Dany Hétu, directeur général de Moisson Rive-Sud, présente le Bilan-Faim 2025 élaboré par l’organisme. Le nombre de personnes soutenues par une aide alimentaire chaque mois passe à 107 628 dans le réseau de Moisson Rive-Sud au sein de l’agglomération de Longueuil, une augmentation de 19 % en un an. Le journal s’est entretenu avec M. Hétu.
Quelle est la situation, aujourd’hui, des besoins alimentaires de la population en Montérégie?
J’ai envie de dire que c’est constant. Cela fait neuf ans que je suis chez Moisson Rive-Sud et la sonnette d’alarme est tirée depuis neuf ans. Le nombre de personnes qui se présentent dans les comptoirs alimentaires des organismes de notre réseau augmente année après année. J’ai l’impression aussi que l’on a commencé à ressentir les effets de la crise tarifaire avec nos voisins du Sud. Le gros de la crise n’est pas encore pleinement ressenti et j’ai l’impression que ça arrive avec les coupures de postes qui surviennent dans certaines entreprises. La fragilisation de la population est vraiment multifactorielle. Il n’y a pas qu’un élément qui explique ça. Ce que je constate depuis plusieurs années, c’est l’augmentation constante. On se dit tout le temps que cela va se stabiliser à un moment donné, mais on ne le voit pas. Il y a toujours une augmentation. C’est ça qui est très préoccupant. Cette année, en Montérégie, on voit une augmentation beaucoup plus importante.
Une ville comme Boucherville, qui fait rarement parler d’elle pour des raisons de besoins alimentaires, est-elle touchée?
Oui. On pense souvent à tort, parce que l’on est de Boucherville, que tout va bien. Ce n’est pas le cas. De la fragilisation, il y en a partout. Bien sûr, il y a une concentration de la vulnérabilisation dans des villes comme Longueuil. Il y a une concentration de la fragilisation dans les régions rurales éloignées. Dans ces petites municipalités, vous pouvez croire que les services sont loin. Donc, l’impact des communautés vulnérables dans les régions vulnérables est exacerbé par l’éloignement des ressources.
La hausse des besoins cette année est-elle plus grande que les augmentations des dernières années?
Oui. Généralement, on est entre 5 et 10 % d’augmentation. Depuis l’année passée, c’est important.
Pouvez-vous répondre aujourd’hui à la hausse de ces besoins?

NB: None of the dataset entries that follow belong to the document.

PR #969, opened 2016-06-21
clean spi/common dir

nlu90:
1. Move NetworkUtils and ShellUtils into utils/ dir

2. Move PackingPlan into packing/ dir

3. Fix import and dependency problems introduced by the above two changes


heron/spi/src/java/BUILD
```diff
@@ -59,6 +59,7 @@ utils_deps_files = \
 scheduler_deps_files = \
     heron_java_proto_files() + [
         ":common-spi-java",
+        ":packing-spi-java",
```
maosongfu: Move this to packing_deps_files below?

heron/statemgrs/src/java/BUILD
```diff
@@ -6,6 +6,7 @@ common_deps_files = \
     heron_java_proto_files() + [
         "//heron/spi/src/java:common-spi-java",
         "//heron/spi/src/java:statemgr-spi-java",
+        "//heron/spi/src/java:utils-spi-java",
```
maosongfu: Let us not directly depend on utils-spi-java; it contains too many deep dependencies. 
Two options can be considered:
1. Add more specific building target in spi/src/java:BUILD
2. Re-org classes in utils, for instance, put SchedulerUtils into spi/src/java/scheduler or something similar.

heron/statemgrs/tests/java/BUILD
```diff
@@ -12,6 +12,7 @@ spi_deps_files = [
     "//heron/common/src/java:basics-java", 
     "//heron/spi/src/java:common-spi-java", 
     "//heron/spi/src/java:statemgr-spi-java",
+    "//heron/spi/src/java:utils-spi-java",
```
maosongfu: Let us not directly depend on utils-spi-java; it contains too many deep dependencies. 
Two options can be considered:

On n’a jamais assez de denrées. Les banques alimentaires sont là pour faire du dépannage alimentaire. Mais ce que j’entends, c’est que l’on va au-delà du dépannage. On est plus proche d’une épicerie que d’un dépannage. La quantité de produits est beaucoup plus importante chez les groupes communautaires que l’on dessert. Ce qui me préoccupe, c’est que lorsque j’ai commencé, les aînés étaient à 7 ou 8 % de demandeurs. Maintenant, on est à 12 %. C’est aussi un signe des temps. Les baby-boomers commencent à être des retraités et tout le monde n’a pas le même coussin financier quand il arrive à la fin de sa vie. C’est préoccupant. Aussi, nous avons de plus en plus de travailleurs qui viennent à nos comptoirs alimentaires. Ils ont beau travailler, mais le coût de la vie est tel que les gens ont beaucoup de difficultés à arriver.

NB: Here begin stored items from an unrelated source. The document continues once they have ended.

PR #972, opened 2016-06-22
heron-explorer

objmagic:
``heron-explorer`` is a command-line tool, which has functionalities equivalent to ``heron-ui``'s.

#### Background

Heron UI is designed for users to allow them have a good understanding the status of their topologies. It provides a wide range of information in an organized way. However, we believe there is also need for a command-line tool that displays topology information on terminal. The CLI tool ``heron-explorer`` has the following advantages over ``heron-ui``:

* One can get desired information instantly on terminal, instead of opening web browser, clicking several buttons, and searching on the webpage

* Auto-complete feature via [Bash Programmable Completion](https://www.gnu.org/software/bash/manual/html_node/Programmable-Completion.html)

#### Design

The design is quite simple. 

``heron-explorer`` parses user input using Python’s ``argparse`` library. It reuses API call wrapper in ``heron.ui.src.python.handlers.access`` to talk to heron-tracker. It then converts API call result from JSON structure to tabulate and prints it on the terminal.

``heron-explorer`` assumes ``heron-tracker`` locates at ``127.0.0.1:8888``, but tracker base URL can be optionally set using ``--tracker_url``. 

**Note**: ``heron-tracker`` is extended so that its API supports ``role`` parameter. This means that we can make API call that queries topologies submitted only by specified user. It is extended in a way such that no function using its current APIs will break.

#### Functionalites

``heron-explorer`` currently supports three main categories of subcommands.

##### Display running topologies

* ``heron-explorer show cluster/[role]/[env]``  
The ``show`` subcommand displays running topologies. Cluster name is required, while role and environment name are optional. 

##### Display logical plan info of a particular topology

* ``heron-explorer bolts cluster/role/env/topology``  
The ``bolts`` subcommand displays bolts of a running topology. 

* ``heron-explorer spouts cluster/role/env/topology``  
The ``spouts`` subcommand displays spouts of a running topology. 

* ``heron-explorer components cluster/role/env/topology``
The ``components`` subcommand displays spouts and bolts of a running topology. 

##### Display physical plan info of a particular topology

* ``heron-explorer bolts-metric cluster/role/env/topology``
The ``bolts-metric`` subcommand displays metrics of bolts in all the physical containers of a topology.

* ``heron-explorer spouts-metric cluster/role/env/topology``
The ``spouts-metric`` subcommand displays metrics of spouts in all the physical containers of a topology.

* ``heron-explorer containers cluster/role/env/topology``
The ``containers`` subcommand shows all the physical containers of a running topology.


maosongfu:
Comments on the demo:

1. Remove the unncessary logs printed
2. Separate heron-explorer's dependencies on heron-ui
3. Some results can be printed in a better format, for instance, print the list of topologies running on a specific cluster in a table.

nlu90:
1. Please separate your changes for heron-tracker in another PR
2. fix the problem when a non-existing role provided the program throws exceptions, and checks if any other information missing will also cause the exception

objmagic:
Thanks. I'll fix all the problems, and submit two PRs separately.

objmagic:
close this because we are going to split this PR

Le gouvernement en fait-il assez?
Poser la question, c’est y répondre. Le gouvernement doit prendre un rôle de leadership. Mais je ne pense pas que l’on doive s’attendre que le gouvernement règle tout. Moi, j’aime dire qu’il faut un village pour élever un enfant. Je pense que toutes les parties prenantes du village doivent faire partie de la solution. Mais, bien sûr que chacun des trois paliers de gouvernement au Canada doit assumer son rôle. Parlons du logement et des sans-abris et des itinérants, on est dans le municipal, le provincial et le fédéral, mais il faut que les trois paliers se parlent et que le milieu communautaire soit engagé dans ces discussions. Cela prend une réflexion de toute la société.
Que peuvent faire les gens pour venir en aide aux plus démunis?

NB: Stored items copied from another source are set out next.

PR #979, opened 2016-06-23
Tracker with role

objmagic:
1. Extend tracker APIs with ``role`` parameter so that tracker can provide APIs that queries topologies with role/submission_user matching specified ``role`` parameter

2. Move Tracker API call wrappers to ``heron/common`` since both ``heron-ui`` and ``heron-explorer`` have them as dependency.

Related to #972


objmagic:
Just pushed a commit that extends ``/topologies`` API JSON result with ``role``

heron/ui/src/python/BUILD
```diff
@@ -13,6 +13,9 @@ pex_library(
         "requests==2.3.0",
         "tornado==4.0.2",
     ],
+    deps = [
+        "//heron/common/src/python:common",
```
nlu90: You should create a new pex_library rule for these code moved from heron-ui and depend on that new rule only.

heron/common/src/python/handler/access/heron.py
```diff
@@ -122,36 +122,64 @@ def get_cluster_topologies(cluster):
...
 @tornado.gen.coroutine
-def get_execution_state(cluster, environ, topology):
+def get_execution_state(cluster, environ, topology, role=None):
   request_url = tornado.httputil.url_concat(
       create_url(EXECUTION_STATE_URL_FMT),
       dict(cluster = cluster, environ = environ, topology = topology)
   )
+  if role:
+    request_url = tornado.httputil.url_concat(request_url, dict(role=role))
+
```
nlu90:
```python
params = dict(cluster = cluster, environ = environ, topology = topology)
if role is not None:
  params['role'] = role
resuest_url = tornado.httputil.url_concat(create_url(EXECUTION_STATE_URL_FMT), params)
)
```

heron/tracker/src/python/handlers/containerfilehandler.py
```diff
@@ -33,11 +34,12 @@ def get(self):
       cluster = self.get_argument_cluster()
       environ = self.get_argument_environ()
       topology_name = self.get_argument_topology()
+      role = self.get_argument(constants.PARAM_ROLE, default=None)
```
nlu90: why other parameters have very specific method but not this one?

is there any method like `self.get_argumemt_role()`?

heron/tracker/src/python/handlers/containerfilehandler.py
```diff
@@ -60,6 +62,7 @@ class ContainerFileStatsHandler(BaseHandler):
   Parameters:
    - cluster - Name of cluster.
    - environ - Running environment.
+   - role - Name of person who submits the topology (optional)
```
nlu90: not limited to person, sometimes people may use their service account to submit a topology.

`role used to submit the topology (optional)` is good enough

heron/tracker/src/python/handlers/containerfilehandler.py
objmagic: understood. I can add ``self.get_argumemt_role()`` and use it

heron/tracker/src/python/handlers/containerfilehandler.py
```diff
@@ -77,9 +80,10 @@ def get(self):
       cluster = self.get_argument_cluster()
       environ = self.get_argument_environ()
       topology_name = self.get_argument_topology()
+      role = self.get_argument(constants.PARAM_ROLE, default=None)
```
nlu90: same question as before

heron/tracker/src/python/handlers/exceptionhandler.py
```diff
@@ -31,6 +31,7 @@ class ExceptionHandler(BaseHandler):
   Parameters:
    - cluster - Name of cluster.
    - environ - Running environment.
+   - role - Name of person who submits the topology (optional)
```
nlu90: same suggestion as before

heron/tracker/src/python/handlers/exceptionhandler.py
```diff
@@ -46,9 +47,10 @@ def get(self):
     try:
       cluster = self.get_argument_cluster()
       environ = self.get_argument_environ()
+      role = self.get_argument(constants.PARAM_ROLE, default=None)
```
nlu90: ditto

heron/tracker/src/python/handlers/exceptionsummaryhandler.py
```diff
@@ -31,6 +31,7 @@ class ExceptionSummaryHandler(BaseHandler):
   Parameters:
    - cluster - Name of cluster.
    - environ - Running environment.
+   - role - Name of person who submits the topology (optional)
```
nlu90: ditto

heron/tracker/src/python/handlers/metricshandler.py
```diff
@@ -29,6 +29,7 @@ class MetricsHandler(BaseHandler):
   URL - /topologies/metrics
   Parameters:
    - cluster (required)
+   - role - Name of person who submits the topology (optional)
```
nlu90: plese follow the comment format here.

`- parameter_name (required) explainations`

heron/common/src/python/handler/access/heron.py
objmagic: This was the first way of refactoring I tried. I believe this breaks consistency because these pieces of code use ``url_concat`` on optional parameters: https://github.com/twitter/heron/blob/master/heron/ui/src/python/handlers/access/heron.py#L324

kramasamy:
@objmagic - can you investigate the possibility of making role as a mandatory argument?

heron/common/src/python/handler/access/heron.py
cckellogg: We should not be afraid to break consistency if we think it makes the code better and we can refactor that file going forward. I like Neng's suggestion and your first thought when you did the refactor.

heron/common/src/python/handler/access/heron.py
```diff
@@ -122,36 +122,64 @@ def get_cluster_topologies(cluster):
   raise tornado.gen.Return((yield fetch_url_as_json(request_url)))
```
cckellogg: do we need a way to get topologies by cluster and environment too? Should we have an internal method that each of the public ones call?

_get_topologies(cluster, role = None, env = None)

heron/ui/src/python/handlers/api/metrics.py
```diff
@@ -18,7 +18,7 @@
 import json
 
 from heron.ui.src.python.handlers import base
-from heron.ui.src.python.handlers import access
+from heron.common.src.python.handler import access
```
cckellogg: Out of curiosity why are we changing the module naming.

heron/common/src/python/handler/access/heron.py
objmagic: I think this is a better design. I'll make the change.

heron/common/src/python/handler/access/heron.py
objmagic: agree. I'll make the change.

heron/ui/src/python/handlers/api/metrics.py
objmagic: It is because not only `heron/ui` depends on `handler`, `heron/explorer` will also depend on `handler`. We think it would be better if we move `handler` to `heron/common`. It might be confusing that `heron/explorer` depending on part of the code in `heron/ui`.

heron/tracker/src/python/handlers/containerfilehandler.py
objmagic: this is solved.

heron/tracker/src/python/handlers/metricshandler.py
objmagic: fixed via https://github.com/twitter/heron/pull/979/commits/c8d4d5038959bcfaff35598fb35a51045bd4341c

heron/tracker/src/python/handlers/containerfilehandler.py
objmagic: fixed via https://github.com/twitter/heron/pull/979/commits/757878ab582d3ed57eff02fa850939f006cbad81

heron/tracker/src/python/handlers/metricshandler.py
objmagic: solved.

heron/tracker/src/python/handlers/exceptionsummaryhandler.py
objmagic: solved.

heron/ui/src/python/BUILD
objmagic: fixed via https://github.com/twitter/heron/pull/979/commits/e134ab94e209ee73abbe784ce9b802af1e6c9721

objmagic:
all problems fixed. Please review again so that we can merge.

cckellogg:
👍

heron/common/src/python/handler/access/BUILD
```diff
@@ -0,0 +1,9 @@
+package(default_visibility = ["//visibility:public"])
+
+load("/tools/rules/pex_rules", "pex_library")
+
+pex_library(
+  name = 'tracker-access',
+  srcs = glob(['**/*.py']),
+  deps = [],
+)
```
nlu90: Instead of creating a new BUILD file, please add a new rule in the existing common/src/python/BUILD file.

Please refer the BUILD file for spi: https://github.com/twitter/heron/blob/master/heron/spi/src/java/BUILD#L163

heron/common/src/python/handler/access/heron.py
```diff
@@ -112,117 +114,161 @@ def get_topologies_states():
...
+
 
 ################################################################################
 # Get the execution state of a topology in a cluster
 ################################################################################
 @tornado.gen.coroutine
-def get_execution_state(cluster, environ, topology):
+def get_execution_state(cluster, environ, topology, role=None):
+  params = dict(cluster=cluster, environ=environ, topology=topology)
+  if role:
```
nlu90: `if role` and `if role is not None` are different, can you check and see which one is better here?

objmagic: thanks for the suggestion. fixed in https://github.com/twitter/heron/pull/979/commits/882ac3fbfe21c1f4e2dcc2b32ccd6dd4c7460543

heron/ui/src/python/BUILD
objmagic: thanks. fix via https://github.com/twitter/heron/pull/979/commits/fe75a271eac45a53195045663c9161319c264295

nlu90:
👍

Continuer leur implication, leur engagement social. Quand on va sur les sites Internet des organismes communautaires, il y a plein de façons de nous aider. Cela peut être des sous, des services, des produits, du bénévolat. Cela peut être aussi de faire des représentations auprès des élus municipaux, provinciaux, fédéraux. Il n’y a pas de limites à l’imagination pour que la société en général puisse participer à la solution. Il y a des artistes, par exemple, qui mettent en place des solutions d’hébergement. Si l’on est plusieurs autour d’une table, on va trouver une solution pour aider les gens vulnérables à vivre mieux et à s’en sortir.